- YOUR INSTRUCTIONS -
Find "dyl10s: I swapped" and "Merging #789 and" in the records below. Copy the lines holding them and every line between, exactly, and no others.

- DATA EXTRACT -
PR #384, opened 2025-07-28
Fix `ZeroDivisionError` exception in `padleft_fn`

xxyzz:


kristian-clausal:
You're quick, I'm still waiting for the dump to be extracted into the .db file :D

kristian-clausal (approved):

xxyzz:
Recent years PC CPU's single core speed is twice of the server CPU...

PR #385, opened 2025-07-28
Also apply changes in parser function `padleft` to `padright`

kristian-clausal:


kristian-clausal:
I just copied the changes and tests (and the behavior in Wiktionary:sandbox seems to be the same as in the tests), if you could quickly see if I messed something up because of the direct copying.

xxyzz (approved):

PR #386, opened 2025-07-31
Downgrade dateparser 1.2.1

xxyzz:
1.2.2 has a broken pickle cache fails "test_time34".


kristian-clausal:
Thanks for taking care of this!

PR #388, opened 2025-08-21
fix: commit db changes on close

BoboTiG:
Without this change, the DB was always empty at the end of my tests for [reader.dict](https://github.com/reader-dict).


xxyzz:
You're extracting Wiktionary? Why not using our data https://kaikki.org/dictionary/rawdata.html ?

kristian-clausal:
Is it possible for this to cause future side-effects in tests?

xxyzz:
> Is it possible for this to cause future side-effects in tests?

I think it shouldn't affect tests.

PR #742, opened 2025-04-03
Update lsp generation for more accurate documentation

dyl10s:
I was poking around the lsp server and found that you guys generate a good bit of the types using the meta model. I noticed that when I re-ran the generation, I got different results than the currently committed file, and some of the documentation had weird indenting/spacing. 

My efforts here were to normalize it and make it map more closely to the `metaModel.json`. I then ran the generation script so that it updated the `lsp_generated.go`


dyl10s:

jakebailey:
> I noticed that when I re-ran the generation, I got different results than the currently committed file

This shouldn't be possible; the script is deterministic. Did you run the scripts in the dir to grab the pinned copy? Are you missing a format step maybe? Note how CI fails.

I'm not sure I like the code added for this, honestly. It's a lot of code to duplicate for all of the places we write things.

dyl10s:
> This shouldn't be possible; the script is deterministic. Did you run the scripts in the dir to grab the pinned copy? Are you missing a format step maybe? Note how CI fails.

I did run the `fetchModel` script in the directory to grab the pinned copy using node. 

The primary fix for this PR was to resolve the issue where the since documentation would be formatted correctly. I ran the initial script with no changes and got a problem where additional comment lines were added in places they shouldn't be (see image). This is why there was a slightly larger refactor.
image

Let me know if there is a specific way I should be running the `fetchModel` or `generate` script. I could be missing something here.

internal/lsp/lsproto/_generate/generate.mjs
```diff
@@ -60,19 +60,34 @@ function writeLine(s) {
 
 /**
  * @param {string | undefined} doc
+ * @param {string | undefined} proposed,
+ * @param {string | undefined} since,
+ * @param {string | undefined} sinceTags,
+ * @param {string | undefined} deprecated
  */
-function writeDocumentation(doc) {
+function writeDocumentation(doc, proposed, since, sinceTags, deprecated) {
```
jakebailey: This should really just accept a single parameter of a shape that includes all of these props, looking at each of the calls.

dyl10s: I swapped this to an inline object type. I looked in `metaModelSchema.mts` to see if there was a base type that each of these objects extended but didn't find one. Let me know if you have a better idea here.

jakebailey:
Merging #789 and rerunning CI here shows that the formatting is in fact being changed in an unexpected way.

--

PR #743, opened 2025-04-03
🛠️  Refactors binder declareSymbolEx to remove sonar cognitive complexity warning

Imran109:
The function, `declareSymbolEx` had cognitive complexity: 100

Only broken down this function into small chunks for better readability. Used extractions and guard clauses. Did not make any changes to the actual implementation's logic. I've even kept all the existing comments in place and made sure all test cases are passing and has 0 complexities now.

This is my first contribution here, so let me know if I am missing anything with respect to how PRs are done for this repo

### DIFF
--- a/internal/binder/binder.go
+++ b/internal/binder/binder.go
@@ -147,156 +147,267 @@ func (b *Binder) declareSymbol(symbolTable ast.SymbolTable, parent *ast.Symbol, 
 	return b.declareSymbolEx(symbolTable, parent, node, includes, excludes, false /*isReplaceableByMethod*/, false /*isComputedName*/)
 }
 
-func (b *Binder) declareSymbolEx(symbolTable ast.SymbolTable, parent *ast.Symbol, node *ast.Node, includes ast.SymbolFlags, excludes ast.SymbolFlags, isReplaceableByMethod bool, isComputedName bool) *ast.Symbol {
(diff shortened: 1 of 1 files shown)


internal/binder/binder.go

...

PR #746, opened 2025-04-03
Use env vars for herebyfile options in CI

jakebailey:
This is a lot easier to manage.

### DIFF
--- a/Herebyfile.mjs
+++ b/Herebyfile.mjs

- EXERCISE RESPONSE -
dyl10s: I swapped this to an inline object type. I looked in `metaModelSchema.mts` to see if there was a base type that each of these objects extended but didn't find one. Let me know if you have a better idea here.

jakebailey:
Merging #789 and rerunning CI here shows that the formatting is in fact being changed in an unexpected way.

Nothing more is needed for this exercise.